**Exercise goal:** Copy out all the data, word for word.

**Given records:**
PR #122, opened 2026-04-28
feat(bedrock): split models by inference profile

alenkacz:
## Summary

Split each Claude model on Bedrock into one catalog entry per AWS inference profile, so `Models()` and downstream cost reporting attribute per-profile (matching how LiteLLM and TrueFoundry expose Bedrock) and so the catalog never advertises a model ID that AWS won't accept on-demand.

## Why

The previous single-entry catalog had two problems:

1. **`Models()` exposed un-invokable IDs.** It returned bare names like `anthropic.claude-opus-4-7`, but newer 4.6+ models are inference-profile-only on AWS — calling them directly returns *"Invocation … with on-demand throughput isn't supported. Retry your request with the ID or ARN of an inference profile that contains this model."*
2. **Spend attribution couldn't distinguish profiles.** Every request routed through the SDK was billed by AWS as a specific inference profile (`us.` / `global.` / etc.), but the catalog only had a single logical entry per model — the gateway couldn't tell `us.opus-4-7` apart from `global.opus-4-7` in cost reports.

## What changed

- **`providers/bedrock/models.go`** — restructured catalog. Each logical Claude model is described once via a `claudeModel` struct (capabilities, constraints, pricing, supported geo profiles, whether it's inference-profile-only). `expand()` produces one `ModelDefinition` per profile (`global.` + each geo). Per-variant geo coverage cross-checked against AWS's per-model card pages, not LiteLLM (which has gaps and stale entries — we found `us.` missing for Opus 4.5, `jp.` missing for Sonnet 4.5, and a phantom `apac.` entry for Haiku 4.5 that AWS doesn't actually publish).
- **Bare entries are dropped for inference-profile-only models** (Sonnet 4.6, Opus 4.6, Opus 4.7). `Models()` won't list `anthropic.claude-opus-4-7` because it isn't on-demand invocable; the bare Go constant remains as a building block for the prefixed variants and as the ergonomic input form `NewModel("anthropic.claude-opus-4-7")` accepts (auto-prefix → matching geo entry).
- **`providers/bedrock/provider.go`** — `NewModel()` looks up the prefixed `apiModelID`, not the raw input, so the resolved `ModelDefinition` matches the actual inference profile AWS will route to.
- **`lookupModel`** is exact-match only — no prefix-stripping fallback (each variant is its own entry).
- **`response_mapper.go`** (via test) — `InvokedModelID` now reflects the actual inference profile AWS reported, not the bare logical name. Downstream cost attribution depends on routing identity.
- **Conformance fixture** — filters `Models()` to entries with the test region's geo prefix. Geo/`global.` variants stay in the SDK catalog (consumers see them) but are not exercised live, since one CI region can't reach all geographies and the SCP denies the foundation-model ARNs that `global.` resolves to. Per-variant catalog correctness is unit-tested.
- **`InferenceProfileRegion`** is now exported so the conformance fixture can compute the test region's geo prefix without duplicating logic.

## Known limitation: pricing is still flat per logical model

This PR keeps a single flat rate per logical Claude model, applied uniformly to every inference profile variant. AWS actually charges a ~10% premium on the geo profiles (`us.` / `eu.` / `au.` / `jp.`) over the headline rate, so cost reports under-report by ~10% for any geo invocation. Since `NewModel()` auto-prefixes a geo when given a bare name, that's the common path.

I had this fixed in an earlier revision of this PR (per-variant rates with the +10% premium baked in) but reverted it: the proper fix also has to handle non-Anthropic Bedrock models — Nova, Gemma, DeepSeek — where regional pricing can differ by tens of percent in non-uniform ways, which wants the existing `pricing.Info` `Selector{Region: …}` machinery rather than a per-prefix rate field. Tracked in [AI-957](https://redpandadata.atlassian.net/browse/AI-957).

## Pattern parity

Mirrors how LiteLLM and TrueFoundry expose Bedrock — every variant is its own catalog row, billed and reported separately.

## Backward compatibility

- Public Go API surface unchanged: `NewProvider`, `NewModel`, `WithRegion`, `ModelPricing`, `With*` options. `InferenceProfileRegion` is newly exported.
- Existing callers that pass un-prefixed names (`NewModel(ModelClaudeSonnet46)`) still work — auto-prefix is unchanged.
- `Models()` now returns ~30 entries instead of 6.
- `apac.` is no longer in the catalog for any Claude model — it never existed on AWS for these models, was an incorrect carry-over from LiteLLM.

## Test plan

- [x] `go test ./providers/bedrock/... -short` passes
- [x] `go vet ./...` clean
- [x] golangci-lint (godoclint, wsl_v5) clean
- [ ] CI integration tests (`TestBedrockConformance_Integration`) — fixture now filters to the test region's geo prefix so we don't try to invoke profiles the CI can't reach
- [ ] Reviewer sanity-check that the variant set per model matches AWS's per-model card pages (catalog was rebuilt against those, not LiteLLM)

[AI-957]: https://redpandadata.atlassian.net/browse/AI-957?atlOrigin=eyJpIjoiNWRkNTljNzYxNjVmNDY3MDlhMDU5Y2ZhYzA5YTRkZjUiLCJwIjoiZ2l0aHViLWNvbS1KU1cifQ

### DIFF
--- a/providers/bedrock/bedrock_conformance_test.go
+++ b/providers/bedrock/bedrock_conformance_test.go
@@ -17,6 +17,7 @@ package bedrock_test
 import (
 	"context"
 	"os"
+	"strings"
 	"testing"
 
 	"github.com/redpanda-data/ai-sdk-go/internal/testsuite"
@@ -83,7 +84,34 @@ func (f *BedrockFixture) NewReasoningModel(t *testing.T) llm.Model {
 }
 
 func (f *BedrockFixture) Models() []llm.ModelDiscoveryInfo {
-	return f.provider.Models()
+	all := f.provider.Models()
+
+	// The catalog now exposes one entry per inference profile (base, global.,
+	// us./eu./au./apac.). Conformance runs in a single AWS region with limited
+	// IAM, so only the bare entries are universally reachable: NewModel
+	// auto-prefixes them to the test region's geo profile, which is the only
+	// routing the CI's SCP allows. Geo profiles for other geographies fail with
+	// ValidationException (cross-geography from a single entry-point region),
+	// and the global. profile resolves to foundation-model ARNs that the CI's
+	// SCP explicitly denies. Per-variant catalog correctness is covered by
+	// unit tests in provider_test.go.
+	filtered := make([]llm.ModelDiscoveryInfo, 0, len(all))
+
+	for _, m := range all {
+		if isBareModelID(m.Name) {
+			filtered = append(filtered, m)
+		}
+	}
+
+	return filtered
+}
+
+// isBareModelID reports whether name is a foundation-model ID without an
+// inference-profile prefix (e.g. "anthropic.claude-opus-4-7" yes;
+// "us.anthropic.claude-opus-4-7" no).
+func isBareModelID(name string) bool {
+	return strings.HasPrefix(name, "anthropic.") &&
+		!strings.Contains(strings.TrimPrefix(name, "anthropic."), ".")
 }
 
 func (f *BedrockFixture) NewModel(modelName string) (llm.Model, error) {
--- a/providers/bedrock/bedrock_conformance_test.go
+++ b/providers/bedrock/bedrock_conformance_test.go
@@ -31,6 +31,7 @@ import (
 // BedrockFixture implements the conformance.Fixture interface for the Bedrock provider.
 type BedrockFixture struct {
 	provider *bedrock.Provider
+	region   string
 }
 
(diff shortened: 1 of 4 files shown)


simon0191 (approved):

malinskibeniamin (approved):
I think inference region is an implementation detail, right? Would it be something we still want to expose in the UI?

alenkacz:
@malinskibeniamin it's not really, because you cannot call the model without the inference profile in name if you have on-demand pricing.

**Task solution:**
PR #122, opened 2026-04-28
feat(bedrock): split models by inference profile

alenkacz:
## Summary

Split each Claude model on Bedrock into one catalog entry per AWS inference profile, so `Models()` and downstream cost reporting attribute per-profile (matching how LiteLLM and TrueFoundry expose Bedrock) and so the catalog never advertises a model ID that AWS won't accept on-demand.

## Why

The previous single-entry catalog had two problems:

1. **`Models()` exposed un-invokable IDs.** It returned bare names like `anthropic.claude-opus-4-7`, but newer 4.6+ models are inference-profile-only on AWS — calling them directly returns *"Invocation … with on-demand throughput isn't supported. Retry your request with the ID or ARN of an inference profile that contains this model."*
2. **Spend attribution couldn't distinguish profiles.** Every request routed through the SDK was billed by AWS as a specific inference profile (`us.` / `global.` / etc.), but the catalog only had a single logical entry per model — the gateway couldn't tell `us.opus-4-7` apart from `global.opus-4-7` in cost reports.

## What changed

- **`providers/bedrock/models.go`** — restructured catalog. Each logical Claude model is described once via a `claudeModel` struct (capabilities, constraints, pricing, supported geo profiles, whether it's inference-profile-only). `expand()` produces one `ModelDefinition` per profile (`global.` + each geo). Per-variant geo coverage cross-checked against AWS's per-model card pages, not LiteLLM (which has gaps and stale entries — we found `us.` missing for Opus 4.5, `jp.` missing for Sonnet 4.5, and a phantom `apac.` entry for Haiku 4.5 that AWS doesn't actually publish).
- **Bare entries are dropped for inference-profile-only models** (Sonnet 4.6, Opus 4.6, Opus 4.7). `Models()` won't list `anthropic.claude-opus-4-7` because it isn't on-demand invocable; the bare Go constant remains as a building block for the prefixed variants and as the ergonomic input form `NewModel("anthropic.claude-opus-4-7")` accepts (auto-prefix → matching geo entry).
- **`providers/bedrock/provider.go`** — `NewModel()` looks up the prefixed `apiModelID`, not the raw input, so the resolved `ModelDefinition` matches the actual inference profile AWS will route to.
- **`lookupModel`** is exact-match only — no prefix-stripping fallback (each variant is its own entry).
- **`response_mapper.go`** (via test) — `InvokedModelID` now reflects the actual inference profile AWS reported, not the bare logical name. Downstream cost attribution depends on routing identity.
- **Conformance fixture** — filters `Models()` to entries with the test region's geo prefix. Geo/`global.` variants stay in the SDK catalog (consumers see them) but are not exercised live, since one CI region can't reach all geographies and the SCP denies the foundation-model ARNs that `global.` resolves to. Per-variant catalog correctness is unit-tested.
- **`InferenceProfileRegion`** is now exported so the conformance fixture can compute the test region's geo prefix without duplicating logic.

## Known limitation: pricing is still flat per logical model

This PR keeps a single flat rate per logical Claude model, applied uniformly to every inference profile variant. AWS actually charges a ~10% premium on the geo profiles (`us.` / `eu.` / `au.` / `jp.`) over the headline rate, so cost reports under-report by ~10% for any geo invocation. Since `NewModel()` auto-prefixes a geo when given a bare name, that's the common path.

I had this fixed in an earlier revision of this PR (per-variant rates with the +10% premium baked in) but reverted it: the proper fix also has to handle non-Anthropic Bedrock models — Nova, Gemma, DeepSeek — where regional pricing can differ by tens of percent in non-uniform ways, which wants the existing `pricing.Info` `Selector{Region: …}` machinery rather than a per-prefix rate field. Tracked in [AI-957](https://redpandadata.atlassian.net/browse/AI-957).

## Pattern parity

Mirrors how LiteLLM and TrueFoundry expose Bedrock — every variant is its own catalog row, billed and reported separately.

## Backward compatibility

- Public Go API surface unchanged: `NewProvider`, `NewModel`, `WithRegion`, `ModelPricing`, `With*` options. `InferenceProfileRegion` is newly exported.
- Existing callers that pass un-prefixed names (`NewModel(ModelClaudeSonnet46)`) still work — auto-prefix is unchanged.
- `Models()` now returns ~30 entries instead of 6.
- `apac.` is no longer in the catalog for any Claude model — it never existed on AWS for these models, was an incorrect carry-over from LiteLLM.

## Test plan

- [x] `go test ./providers/bedrock/... -short` passes
- [x] `go vet ./...` clean
- [x] golangci-lint (godoclint, wsl_v5) clean
- [ ] CI integration tests (`TestBedrockConformance_Integration`) — fixture now filters to the test region's geo prefix so we don't try to invoke profiles the CI can't reach
- [ ] Reviewer sanity-check that the variant set per model matches AWS's per-model card pages (catalog was rebuilt against those, not LiteLLM)

[AI-957]: https://redpandadata.atlassian.net/browse/AI-957?atlOrigin=eyJpIjoiNWRkNTljNzYxNjVmNDY3MDlhMDU5Y2ZhYzA5YTRkZjUiLCJwIjoiZ2l0aHViLWNvbS1KU1cifQ

### DIFF
--- a/providers/bedrock/bedrock_conformance_test.go
+++ b/providers/bedrock/bedrock_conformance_test.go
@@ -17,6 +17,7 @@ package bedrock_test
 import (
 	"context"
 	"os"
+	"strings"
 	"testing"
 
 	"github.com/redpanda-data/ai-sdk-go/internal/testsuite"
@@ -83,7 +84,34 @@ func (f *BedrockFixture) NewReasoningModel(t *testing.T) llm.Model {
 }
 
 func (f *BedrockFixture) Models() []llm.ModelDiscoveryInfo {
-	return f.provider.Models()
+	all := f.provider.Models()
+
+	// The catalog now exposes one entry per inference profile (base, global.,
+	// us./eu./au./apac.). Conformance runs in a single AWS region with limited
+	// IAM, so only the bare entries are universally reachable: NewModel
+	// auto-prefixes them to the test region's geo profile, which is the only
+	// routing the CI's SCP allows. Geo profiles for other geographies fail with
+	// ValidationException (cross-geography from a single entry-point region),
+	// and the global. profile resolves to foundation-model ARNs that the CI's
+	// SCP explicitly denies. Per-variant catalog correctness is covered by
+	// unit tests in provider_test.go.
+	filtered := make([]llm.ModelDiscoveryInfo, 0, len(all))
+
+	for _, m := range all {
+		if isBareModelID(m.Name) {
+			filtered = append(filtered, m)
+		}
+	}
+
+	return filtered
+}
+
+// isBareModelID reports whether name is a foundation-model ID without an
+// inference-profile prefix (e.g. "anthropic.claude-opus-4-7" yes;
+// "us.anthropic.claude-opus-4-7" no).
+func isBareModelID(name string) bool {
+	return strings.HasPrefix(name, "anthropic.") &&
+		!strings.Contains(strings.TrimPrefix(name, "anthropic."), ".")
 }
 
 func (f *BedrockFixture) NewModel(modelName string) (llm.Model, error) {
--- a/providers/bedrock/bedrock_conformance_test.go
+++ b/providers/bedrock/bedrock_conformance_test.go
@@ -31,6 +31,7 @@ import (
 // BedrockFixture implements the conformance.Fixture interface for the Bedrock provider.
 type BedrockFixture struct {
 	provider *bedrock.Provider
+	region   string
 }
 
(diff shortened: 1 of 4 files shown)


simon0191 (approved):

malinskibeniamin (approved):
I think inference region is an implementation detail, right? Would it be something we still want to expose in the UI?

alenkacz:
@malinskibeniamin it's not really, because you cannot call the model without the inference profile in name if you have on-demand pricing.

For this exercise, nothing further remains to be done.